◆ Work item ◆
Copy out each line in the material below that has the word "about".
Top of Provided entries
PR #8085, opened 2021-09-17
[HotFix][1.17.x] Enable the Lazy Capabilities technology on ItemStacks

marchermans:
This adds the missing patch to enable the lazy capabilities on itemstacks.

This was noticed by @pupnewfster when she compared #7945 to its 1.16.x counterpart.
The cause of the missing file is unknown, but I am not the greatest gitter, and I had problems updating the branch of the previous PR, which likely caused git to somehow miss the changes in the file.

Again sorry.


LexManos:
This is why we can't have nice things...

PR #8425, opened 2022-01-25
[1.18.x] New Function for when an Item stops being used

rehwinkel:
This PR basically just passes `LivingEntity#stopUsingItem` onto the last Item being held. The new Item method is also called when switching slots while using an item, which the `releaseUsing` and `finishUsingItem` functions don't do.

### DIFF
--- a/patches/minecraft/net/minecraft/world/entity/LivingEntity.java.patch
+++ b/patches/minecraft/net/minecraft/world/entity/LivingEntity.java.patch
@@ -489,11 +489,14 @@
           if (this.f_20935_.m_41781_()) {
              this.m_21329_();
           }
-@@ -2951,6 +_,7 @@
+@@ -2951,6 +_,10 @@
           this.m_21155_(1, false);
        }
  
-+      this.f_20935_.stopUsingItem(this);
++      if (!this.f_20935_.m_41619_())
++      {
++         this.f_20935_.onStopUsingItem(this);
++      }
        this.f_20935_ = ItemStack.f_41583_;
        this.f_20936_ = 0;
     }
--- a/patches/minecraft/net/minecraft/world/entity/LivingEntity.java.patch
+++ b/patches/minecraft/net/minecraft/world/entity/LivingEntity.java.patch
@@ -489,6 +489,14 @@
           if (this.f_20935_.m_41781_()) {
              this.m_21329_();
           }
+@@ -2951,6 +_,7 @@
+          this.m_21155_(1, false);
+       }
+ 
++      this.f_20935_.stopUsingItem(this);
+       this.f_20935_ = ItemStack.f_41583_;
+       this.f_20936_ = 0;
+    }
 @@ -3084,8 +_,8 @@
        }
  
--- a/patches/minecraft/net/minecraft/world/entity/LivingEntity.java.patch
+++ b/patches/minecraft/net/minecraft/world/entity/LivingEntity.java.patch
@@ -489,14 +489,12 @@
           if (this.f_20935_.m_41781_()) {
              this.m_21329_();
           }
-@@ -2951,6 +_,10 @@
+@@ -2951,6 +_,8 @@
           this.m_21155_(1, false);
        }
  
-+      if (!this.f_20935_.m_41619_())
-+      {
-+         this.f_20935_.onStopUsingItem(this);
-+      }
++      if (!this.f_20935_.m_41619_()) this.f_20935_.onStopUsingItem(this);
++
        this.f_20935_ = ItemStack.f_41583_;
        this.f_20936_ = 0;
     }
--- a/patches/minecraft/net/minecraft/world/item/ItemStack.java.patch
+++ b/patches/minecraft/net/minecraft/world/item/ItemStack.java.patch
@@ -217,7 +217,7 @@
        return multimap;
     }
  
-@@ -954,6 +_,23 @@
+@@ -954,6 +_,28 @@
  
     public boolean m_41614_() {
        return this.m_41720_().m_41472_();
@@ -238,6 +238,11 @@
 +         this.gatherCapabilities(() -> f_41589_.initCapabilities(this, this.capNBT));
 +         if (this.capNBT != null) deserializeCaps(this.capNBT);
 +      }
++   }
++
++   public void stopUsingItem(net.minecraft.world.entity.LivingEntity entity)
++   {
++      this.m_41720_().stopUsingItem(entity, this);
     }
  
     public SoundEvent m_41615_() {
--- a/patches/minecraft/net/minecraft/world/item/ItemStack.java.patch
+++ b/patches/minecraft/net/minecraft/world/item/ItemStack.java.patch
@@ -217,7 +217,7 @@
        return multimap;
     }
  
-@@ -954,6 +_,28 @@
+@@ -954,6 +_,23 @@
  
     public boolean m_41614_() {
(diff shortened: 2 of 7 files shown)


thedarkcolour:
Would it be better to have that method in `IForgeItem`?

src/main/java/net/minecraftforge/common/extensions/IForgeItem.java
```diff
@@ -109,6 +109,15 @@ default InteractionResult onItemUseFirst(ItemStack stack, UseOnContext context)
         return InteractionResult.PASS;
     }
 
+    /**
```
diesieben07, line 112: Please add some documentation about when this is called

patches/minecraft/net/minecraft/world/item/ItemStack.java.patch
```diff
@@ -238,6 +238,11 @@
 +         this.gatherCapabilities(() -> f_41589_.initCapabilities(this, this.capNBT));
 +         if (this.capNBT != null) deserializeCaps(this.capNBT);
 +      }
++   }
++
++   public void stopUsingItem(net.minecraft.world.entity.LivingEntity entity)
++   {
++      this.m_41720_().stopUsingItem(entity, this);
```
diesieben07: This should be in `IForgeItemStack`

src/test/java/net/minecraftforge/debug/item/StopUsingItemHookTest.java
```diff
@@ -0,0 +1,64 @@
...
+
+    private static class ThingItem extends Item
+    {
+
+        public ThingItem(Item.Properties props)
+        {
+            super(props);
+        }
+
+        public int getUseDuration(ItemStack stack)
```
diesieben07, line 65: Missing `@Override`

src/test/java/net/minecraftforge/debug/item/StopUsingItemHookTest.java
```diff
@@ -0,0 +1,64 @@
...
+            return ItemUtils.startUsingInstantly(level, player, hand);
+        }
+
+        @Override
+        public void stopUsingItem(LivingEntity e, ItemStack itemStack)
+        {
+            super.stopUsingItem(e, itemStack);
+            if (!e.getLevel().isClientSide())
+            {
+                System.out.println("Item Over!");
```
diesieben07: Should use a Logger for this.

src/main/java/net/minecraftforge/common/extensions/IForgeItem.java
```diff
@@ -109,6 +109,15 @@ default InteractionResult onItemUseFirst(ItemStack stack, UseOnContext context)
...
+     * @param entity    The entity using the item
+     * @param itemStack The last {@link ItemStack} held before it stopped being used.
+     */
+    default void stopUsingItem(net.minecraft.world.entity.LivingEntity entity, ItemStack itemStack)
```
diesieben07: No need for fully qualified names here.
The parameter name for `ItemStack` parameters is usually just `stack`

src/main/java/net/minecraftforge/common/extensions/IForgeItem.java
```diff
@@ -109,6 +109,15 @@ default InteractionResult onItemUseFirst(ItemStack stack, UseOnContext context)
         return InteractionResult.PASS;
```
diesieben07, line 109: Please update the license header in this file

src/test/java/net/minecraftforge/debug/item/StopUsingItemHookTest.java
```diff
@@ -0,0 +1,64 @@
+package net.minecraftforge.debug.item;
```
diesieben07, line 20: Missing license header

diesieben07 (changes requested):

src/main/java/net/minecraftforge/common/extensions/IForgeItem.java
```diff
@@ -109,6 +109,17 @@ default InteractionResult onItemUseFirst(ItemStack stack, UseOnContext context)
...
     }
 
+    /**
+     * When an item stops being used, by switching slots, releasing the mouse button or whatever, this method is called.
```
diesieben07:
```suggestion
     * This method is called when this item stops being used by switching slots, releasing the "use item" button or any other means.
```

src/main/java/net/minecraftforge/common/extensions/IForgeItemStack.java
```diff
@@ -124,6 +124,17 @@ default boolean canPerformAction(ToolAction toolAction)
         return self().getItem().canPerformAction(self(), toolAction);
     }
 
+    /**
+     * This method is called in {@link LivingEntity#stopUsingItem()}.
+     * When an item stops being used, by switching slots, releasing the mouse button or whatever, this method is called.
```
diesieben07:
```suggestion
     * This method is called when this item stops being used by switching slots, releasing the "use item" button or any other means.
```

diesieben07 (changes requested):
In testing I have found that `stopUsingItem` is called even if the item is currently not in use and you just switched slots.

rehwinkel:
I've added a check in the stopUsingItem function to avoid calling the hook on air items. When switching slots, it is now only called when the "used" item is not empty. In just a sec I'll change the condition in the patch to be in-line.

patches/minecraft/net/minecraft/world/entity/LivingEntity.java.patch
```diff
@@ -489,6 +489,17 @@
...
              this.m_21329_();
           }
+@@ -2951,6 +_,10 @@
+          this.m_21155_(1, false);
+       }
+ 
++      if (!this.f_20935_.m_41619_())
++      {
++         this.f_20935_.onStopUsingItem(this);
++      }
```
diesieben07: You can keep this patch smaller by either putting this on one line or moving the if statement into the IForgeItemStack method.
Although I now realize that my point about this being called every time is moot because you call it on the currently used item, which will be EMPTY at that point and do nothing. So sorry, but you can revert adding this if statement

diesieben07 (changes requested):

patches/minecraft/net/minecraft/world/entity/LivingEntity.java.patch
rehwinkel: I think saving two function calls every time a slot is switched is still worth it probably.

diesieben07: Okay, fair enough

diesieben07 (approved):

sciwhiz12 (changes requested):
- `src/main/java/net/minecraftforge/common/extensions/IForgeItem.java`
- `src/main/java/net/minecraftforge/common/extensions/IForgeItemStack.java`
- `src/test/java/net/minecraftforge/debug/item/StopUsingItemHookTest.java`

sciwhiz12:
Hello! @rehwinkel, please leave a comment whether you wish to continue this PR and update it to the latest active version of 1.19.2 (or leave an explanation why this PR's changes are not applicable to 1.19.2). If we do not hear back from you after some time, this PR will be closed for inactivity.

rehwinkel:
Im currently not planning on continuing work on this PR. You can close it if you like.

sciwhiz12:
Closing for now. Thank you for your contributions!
Bottom of Provided entries
◆ Result ◆
diesieben07, line 112: Please add some documentation about when this is called
Although I now realize that my point about this being called every time is moot because you call it on the currently used item, which will be EMPTY at that point and do nothing. So sorry, but you can revert adding this if statement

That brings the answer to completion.